Heartbreakers Blog Tour Day 2: Author Jeri Smith-Ready


Do you prefer writing the good guy or bad guy?
Latoya, thanks a TON for having me on your blog! I really appreciate you taking the time to come up with questions for all of us authors.

To answer your question: I love writing good guys having moments of badness and bad guys having moments of goodness. I’m a huge fan of the anti-hero and anti-heroine, characters who are in bad-guy roles because they’ve made terrible choices in the past and are paying the consequences now. A great example is Tony Soprano. Anti-heroes might not be 100% bad (no one is, after all), but unless they completely overhaul their lives and make huge sacrifices, they’ll never get out of that role. Usually they’re not willing to pay that price. The most they can do is occasional good deeds, or love those who are very close to them. It’s deliciously tragic.

I guess I wrote the ultimate anti-hero in my first novel, Requiem for the Devil, where Lucifer falls in love for the first time in his ten-billion-year existence. It doesn’t make him a good guy by a long shot, but he starts to question the value of evil for evil’s sake. He is willing to pay an enormous price to change himself, but he doesn’t realize it’s not all under his control. He doesn’t get to determine the price he must pay.

Is there a scene in one your books that just makes your heart melt for the characters? What is it?
There’s a simple, sweet scene on a swing set in This Side of Salvation between David and his girlfriend, Bailey.

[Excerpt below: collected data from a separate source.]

PR #2807, opened 2024-11-06
perf: migrate from laravel-react-i18n to react-i18next

wescopeland:
This PR switches our React i18n engine from `laravel-react-i18n` to `react-i18next`.

**There should be no functional changes in this branch.**

## Why?
`laravel-react-i18n` is not code splitting locale strings correctly. As a result, users are receiving code for locales they are not even using. This is directly observable by running `pnpm build` in the latest `master`. You will see this:

Screenshot 2024-11-06 at 5 06 35 PM

As we add more strings and locales, this will continue to grow exponentially, ultimately causing hydration to become slower and slower as the core JS bundle gets larger and larger.

I originally reached for `laravel-react-i18n` because of how nicely it integrates with Laravel itself. However, this issue is untenable, and fixing it is very nontrivial. I don't want to spend more time addressing issues with this library; I want to spend time solving problems for RetroAchievements.

After migrating to i18next, nearly 100KB is shaved from the uncompressed bundle:
Screenshot 2024-11-06 at 5 09 50 PM

## Engine Differences

* i18next was first released in 2011, and is battle-tested & widely-adopted with thousands of stars on GitHub.
* Interpolated values now have delimiters. `:foo` is now `{{foo}}`.
* We no longer need to roll our own `<Trans />` component - we can just use i18next's. All of our `<Trans />` usages have been converted over.
* i18next is smart enough to format interpolated number values automatically without the need to explicitly call a `formatNumber()` function.
* We can no longer do Laravel-style choice `:count game|:count games` for pluralization. These have to be two separate keys with a suffix like `gameCount_one` and `gameCount_other`.

## How to test this PR

```bash
sail pnpm install
sail pnpm build
```

It's important to test in SSR mode to ensure there are no hydration errors.

You should be able to visit various React pages and see that en_US strings are correct and working.

Thankfully, large refactors such as this are fairly safe given the UI's ~95% code coverage. Another benefit of switching to i18next is we no longer need to mock the hook responsible for translating things. The real hook is now used by components in tests, giving us even more confidence.

## Final Note

A new command has been added to _package.json_: `i18n:sync`. It can be executed by running `pnpm i18n:sync`.

This takes all the keys from `en_US.json` and propagates them to the other locale files. It also sorts all keys.


Jamiras (approved):
performed minimal spot checking

PR #2809, opened 2024-11-06
chore: always hide phpdebugbar at XS breakpoint

wescopeland:
This is a tiny QoL PR that causes the phpdebugbar button to always be hidden at the XS breakpoint, even if the debug bar is enabled. It is unusable at this breakpoint and is only getting in the way.

**Before (check bottom left)**
Screenshot 2024-11-06 at 6 15 24 PM

**After**
Screenshot 2024-11-06 at 6 15 49 PM


resources/css/utilities.css
```diff
@@ -54,6 +54,10 @@
   }
 }
 
+div.phpdebugbar {
+  @apply hidden sm:block;
+}
```
Jamiras, line 59: Would it be possible (would it make sense) to still show the size/branch/language?
image

Jamiras (approved):

resources/css/utilities.css
Jamiras: Also, `master` is not correct :(
How is that determined?

wescopeland: Thanks for pointing this out. I didn't even notice that all this stuff was incorrect. The locale is incorrect, too.

Unfortunately, it looks like the current branch is determined from an environment variable. After thinking things over, I've made the following changes in an attempt to make this debug element a bit more useful:

* If the environment is `local`, then the branch is no longer shown.
* Right now, language is tightly coupled to locale. I've removed display of the language.
* Locale is now correctly shown (try changing to pl_PL or pt_BR).
* On mobile, the debug content displays as a row.

Screenshot 2024-11-09 at 3 00 50 PM

Screenshot 2024-11-09 at 3 01 12 PM

resources/views/layouts/components/body-end.blade.php
```diff
@@ -10,43 +10,46 @@ function handleClick(el) {
...
     <div
         id="debug"
         role="button"
         x-init="{}"
         @click="handleClick($el)"
-        class="hidden sm:flex text-2xs flex-col rounded-lg bg-black/20 p-1"
+        @class([
+            'fixed left-0 -bottom-0.5 z-50 sm:left-1',
+            'flex gap-1 sm:flex-col rounded bg-black p-1 text-neutral-200 text-2xs',
+            app()->environment('local') ? 'sm:bottom-10' : 'sm:bottom-2.5'
```
gboquizosanchez, line 23: I suggest you `app()->isLocal()` here

resources/views/layouts/components/body-end.blade.php
```diff
@@ -10,43 +10,46 @@ function handleClick(el) {
...
+        ])
     >
-        <b class="text-danger text-capitalize">
+        <span class="font-bold text-danger text-capitalize">
             {{ app()->environment() }}
             {{ $_SERVER['LARAVEL_OCTANE'] ?? false ? '[Octane]' : '' }}
-            ({{ config('app.branch') }})
-        </b>
+            @if (app()->environment() !== 'local')
```
gboquizosanchez, line 29: And here as well

wescopeland: Resolved both in latest

PR #2810, opened 2024-11-06
ci: cache and fan out from install steps

wescopeland:
We currently have an issue where, sometimes, `composer install` hangs during CI. This happens probably every 1 in 15 commits for me: https://github.com/RetroAchievements/RAWeb/actions/runs/11713046341

When this happens, we unnecessarily blow through a lot of CI minutes. I started thinking about ways to fix this, and it occurred to me we should rarely even need to install at all.

With the changes in this PR:
* `composer install` will now only happen when _composer.lock_ has changes.
* `pnpm install` will now only happen when _pnpm-lock.yml_ has changes.
* When those files have changes, installs occur and the dependencies are cached.
* If those files do not have changes, the caches are pulled and loaded instead.
* The three PHP tasks fan out from the PHP Setup task which sets up composer dependencies.
* The three Node.js tasks fan out from the Node.js Setup task which sets up pnpm dependencies.


Jamiras (approved):
I don't really understand the problem, but the renamed CI tasks seem to be passing. We can proceed with these changes and see if the issue crops up again.

PR #2811, opened 2024-11-07
fix(BaseDrawerFooter): adjust footer padding

wescopeland:
This PR makes a very minor adjustment to the `BaseDrawerFooter` component to make it play more nicely with iOS Safari. Bottom padding has ever-so-slightly been increased so the buttons are no longer flush with the home bar on the bottom of the screen.

Screenshot 2024-11-06 at 7 42 26 PM


resources/js/common/components/+vendor/BaseDrawer.tsx
```diff
@@ -74,7 +74,7 @@ const BaseDrawerHeader = ({ className, ...props }: React.HTMLAttributes<HTMLDivE
 BaseDrawerHeader.displayName = 'BaseDrawerHeader';
 
 const BaseDrawerFooter = ({ className, ...props }: React.HTMLAttributes<HTMLDivElement>) => (
-  <div className={cn('mt-auto flex flex-col gap-2 p-4', className)} {...props} />
+  <div className={cn('mt-auto flex flex-col gap-2 px-4 pb-6 pt-4', className)} {...props} />
```
Jamiras, line 77: Should the drawer height be adjusted to account for the change ? It's slightly obscuring the top bar now:
image

before:
image

Or is that just coincidental?

Jamiras (approved):

resources/js/common/components/+vendor/BaseDrawer.tsx
wescopeland: Good question to ask. Coincidental and likely should not be changed - this will unfortunately be something that varies on a device-by-device basis.

PR #2812, opened 2024-11-07
fix(game-list): show Players column instead of Progress column for guests

wescopeland:
This PR makes a slight change to the React datatable default state.

Now, if the user visits `/games` and is unauthenticated, they will see the "Players" column instead of the "Progress" column.


resources/js/features/game-list/components/AllGamesMainRoot/AllGamesMainRoot.tsx
```diff
@@ -25,7 +25,10 @@ export const AllGamesMainRoot: FC = () => {
     setPagination,
     setSorting,
     sorting,
-  } = useGameListState(paginatedGameListEntries, { defaultColumnFilters: allGamesDefaultFilters });
+  } = useGameListState(paginatedGameListEntries, {
+    canShowProgressColumn: !!auth?.user,
+    defaultColumnFilters: allGamesDefaultFilters,
```
Jamiras, line 30: Should the "Add to Want to Play Games" button also be hidden? It does redirect to login, but doesn't actually add the game after logging in.

Jamiras (approved):

resources/js/features/game-list/components/AllGamesMainRoot/AllGamesMainRoot.tsx
wescopeland: I lean towards no but would be interested in a 2nd opinion if you feel differently.

The table below is traffic from `/login` that lands there from somewhere on our site. Most of it is from the home page, but we get referrers from other places too.

I'm able to see that guest users do indeed click that button while unauthenticated and do not bounce from the site, which means they are logging in. That is true, but the volume is also relatively low.

Screenshot 2024-11-09 at 11 15 23 AM

Jamiras: I have no strong opinion. It's just broken currently, so it should either be fixed, or removed.

PR #2818, opened 2024-11-08
chore: name actions consistently

wescopeland:
No functional changes.

Right now there is an inconsistency in the codebase regarding actions.

Some actions are named like `FooAction`, whereas others are just named like `Foo`. This PR ensures all actions are named like `FooAction`.


app/Actions/CreateNewUser.php
Jamiras, line 1: Should these actions also be renamed?

Jamiras (approved):

app/Actions/CreateNewUser.php
wescopeland: I originally considered this, but am not entirely sure. These are implementing Laravel Fortify methods which don't use `execute()` methods, so they're definitely not traditional actions even though they do only expose a single public method.

PR #2822, opened 2024-11-09
add versionCompare function to UserAgentService

Jamiras:
Allows determining which version is newer between two versions given the version formats currently in the database.


tests/Feature/Platform/Services/UserAgentServiceTest.php
```diff
@@ -318,4 +356,64 @@ public function testDolphinAlphaUserAgent(): void
...
+            'client' => 'Flycast',
+            'clientVersion' => '45bf218df',
+            'extra' => [
+                'CFNetwork' => '1498.700.2',
+                'Darwin' => '23.6.0',
+            ],
+        ], $this->parseUserAgent($userAgent));
+
+         // we can't enforce minimum versions on git hashes
+         $this->assertEquals(0, UserAgentService::versionCompare('45bf218df', '2d4684a46'));
```
wescopeland, line 403: Is the intention to treat all Git hashes as equal versions?

For example:
```php
$hashOne = "abcdef1";
$hashTwo = "1234567";

$result = UserAgentService::versionCompare($hashOne, $hashTwo);

$this->assertEquals(0, $result); // FAILS
```
I could be misinterpreting the code though.

app/Platform/Services/UserAgentService.php
```diff
@@ -163,4 +164,101 @@ private function trimOperatingSystem(string $os): string
...
+
+                // neither part is fully numeric. compare them as strings
+                return ($diff < 0) ? -1 : 1;
+            }
+
+            $index++;
+        }
+    }
+
+    private static function splitVersion(string $version): array
```
wescopeland, line 220: What happens if I release version 1.0a and it's followed by 1.0B?

wescopeland, line 220: Possible edge case: multiple trailing characters may not be handled, ie- 1.0ab. Not sure if this is even a relevant issue.

wescopeland, line 220: What if there's a "v1.2.3" and just a "1.2.3"?

wescopeland, line 220: What about a case like "1.2.3-beta.1" and "1.2.3-beta.2"? Not sure how this is handled currently - this may already be covered.

tests/Feature/Platform/Services/UserAgentServiceTest.php
Jamiras: hashTwo is completely numeric, so it's considered version "1234567". hashOne is alphanumeric, so it's ignored. As a result, the "unknown" version is considered older than the "1234567" version.

wescopeland: Ah, that makes sense.

app/Platform/Services/UserAgentService.php
Jamiras: `1.0a` is converted to `1.0.1` and `1.0b` is converted to `1.0.2` by this code:
https://github.com/RetroAchievements/RAWeb/pull/2822/files#diff-0e7cd5df70a77fe7e572b4a371f1cf4390006cf2cac2c57378ab285fbbe4c679R248

wescopeland: `1.0b` is handled correctly, but the algorithm is case sensitive, eg:
```php
public function testSampleAgent(): void
{
    $this->assertEquals(1, UserAgentService::versionCompare('1.0B', '1.0a')); // FAILS
}
```

tests/Feature/Platform/Services/UserAgentServiceTest.php
wescopeland, line 403: nit: Minor typo here, these are spaced over 1 character too far.

app/Platform/Services/UserAgentService.php
Jamiras: This is not handled. Both versions will be normalized to "1.2.3.[extra]" and sort after "1.2.3", but be equivalent to each other. It's a similar problem to "1.2.3-branch1" and "1.2.3-branch2", where the order can't really be determined, we just know they're newer than "1.2.3".

tests/Feature/Platform/Services/UserAgentServiceTest.php
Jamiras: fixed

app/Platform/Services/UserAgentService.php
Jamiras: Alpha/beta versions may generically problematic in any scenario, as "1.2-beta" should presumably be _before_ "1.2".

Jamiras: fixed

wescopeland (approved):

PR #2824, opened 2024-11-09
fix(DataTableSearchInput): prevent auto-zoom on iOS

wescopeland:
This PR fixes an annoying issue on the mobile games list that only happens on iOS.

When focusing on an input field, iOS auto-zooms the window if the input field has a font size smaller than 16px. Unfortunately, it isn't possible to repro this issue without a real device or the iPhone simulator built into macOS. I've recorded the videos below using the simulator.

**Before**

https://github.com/user-attachments/assets/f80d96dd-7492-4a49-a72b-5ab198769fa6

**After**

https://github.com/user-attachments/assets/757455cf-ddbc-4c3f-a5e1-ec2b9d77ca79


Jamiras (approved):
first video doesn't play for me, so I'm not entirely sure what the problem is, but I can see the text is slightly bigger when viewing the page in mobile mode.

PR #2827, opened 2024-11-10
use event achievement data for API_GetAchievementOfTheWeek

Jamiras:
followup to #2778

  [X] Modify API_GetAchievementOfTheWeek to query this data (fallback to static data)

In the previous scene, she found out that his parents are part of this cult that believes the Rapture will happen on a certain date (which unfortunately coincides with prom night). But in the scene before that, she and David said “I love you” to each other for the first time. So despite all the craziness going on with his parents, David is really happy at this moment. He and Bailey eat Popsicles and make up this silly fantasy about taking a cross-country RV trip together to see the world’s second-biggest ball of twine (long story). For a few minutes, he lets himself believe that happiness is possible.

I don’t know what it is--it’s not a hot kissing episode or a super dramatic breakup--but there’s something about the swing set scene that just makes me sigh and go, “Oh yeah. That is real.”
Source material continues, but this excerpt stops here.